Research
Our research investigates the consequences of climate change for vertebrate populations and explores how evolutionary change and phenotypic plasticity may facilitate adaptation to climate-related stressors. We integrate a broad range of approaches, including intensive field surveys, museum specimens, high-resolution climate and environmental data, and advanced statistical modeling.
Phenological mismatch in seasonal camouflage
One of the clearest signals of climate change globally is the shortening duration of snow cover. We and our colleagues developed a model system, camouflage mismatch in color‑molting species, to investigate how animals respond to this stressor and adapt to climate change more broadly. An early and important contribution of this work was quantifying the high fitness costs of camouflage mismatch in wild snowshoe hares. We also measured the limited potential for phenotypic plasticity in molt timing and behavior to buffer against mismatch across multiple color‑molting species. Together, this research demonstrates that adaptive evolution will be critical for these species to persist as snow cover continues to decline.

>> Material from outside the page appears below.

PR #3201, opened 2019-08-09
Fixing production error being covered up by mocks

bastosmichael:
## Description of change
Seeing if this change fixes an error ocuring in production that all of our mocks and even staging masks from ticket https://github.com/department-of-veterans-affairs/vets-contrib/issues/2859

Climate change responses in high-elevation mammals
In response to climate change, wild organisms can shift their distributions, adapt in place, or go extinct. This research direction aims to understand both past and future responses of mammal communities in the Southern Appalachian Mountains, a region characterized by steep elevational and climatic gradients and a high diversity of endemic and imperiled small mammals. Key questions we pursue in this system include identifying climate change refugia and quantifying the capacity of high-elevation mammals to respond through range shifts and local adaptation.

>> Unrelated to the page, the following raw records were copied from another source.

PR #3208, opened 2019-08-13
Log 526 validation failures and validation types to statsd

ATeal:
## Description of change
In order to gain insight into how validations are working we're logging some stats in statsd. This should allow us to set up an alert if validation fails get above a threshold and the key tag should allow us to aggregate and see what validations are failing the most.

resolves https://github.com/department-of-veterans-affairs/vets-contrib/issues/2762

#### Applies to all PRs

- [x] Appropriate logging


modules/claims_api/app/controllers/claims_api/base_form_controller.rb
```diff
@@ -76,5 +80,14 @@ def format_526_errors(errors)
         { status: 422, detail: "#{error['key']} #{error['detail']}", source: error['key'] }
       end
     end
+
+    def track_526_validation_errors(errors)
```
bastosmichael: can you include a spec test for this? I can see someone trying to change this in the future.

modules/claims_api/spec/requests/v1/disability_compensation_request_spec.rb
```diff
@@ -117,6 +117,15 @@
         end
       end
 
+      it 'increment counters for statsd' do
+        with_okta_user(scopes) do |auth_header|
+          VCR.use_cassette('evss/disability_compensation_form/form_526_invalid_validation') do
+            expect(StatsD).to receive(:increment).exactly(6).times
```
annaswims: This test seems fragile and would fail if someone added another metric and only 3 of the `StatsD.increment` calls are part of the newly added metrics.  Is there anything we can do to make the test more specific?  (it's possible it's too big of a hassle)

modules/claims_api/app/controllers/claims_api/base_form_controller.rb
```diff
@@ -76,5 +80,14 @@ def format_526_errors(errors)
...
+      StatsD.increment STATSD_VALIDATION_FAIL_KEY
+
+      errors.each do |error|
+        key = error['key'].gsub(/\[(.*?)\]/, '')
```
annaswims: Are we confident that brackets are the only thing that aren't in this whitelist? https://docs.datadoghq.com/tagging/#defining-tags

ATeal: It's actually less about the whitelist and more about making the tags less unique. 

The errors for array type objects include the index where the error occurred, this is to get rid of that index.

modules/claims_api/spec/requests/v1/disability_compensation_request_spec.rb
ATeal: I'll change this to `at_least(:once)` seems way better thanks

ATeal: resolved here: https://github.com/department-of-veterans-affairs/vets-api/pull/3208/commits/914ebffce8c62366c3bc6d6cc8b2571761834bdc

Morphological shifts in vertebrates
Across the globe, species are shifting their morphology, phenology, and distributions in response to environmental change. Using museum specimens, we and our colleagues have shown that multiple morphological traits, including body size and wing length, have changed consistently over the past four decades in more than 50 species of North American birds. Over the same period, major shifts in both spring and fall migration phenology occurred in these species. A primary goal of this research is to improve our understanding of the role of evolution in driving morphological shifts in birds and mammals, and to enhance our ability to predict biotic responses under future climate change.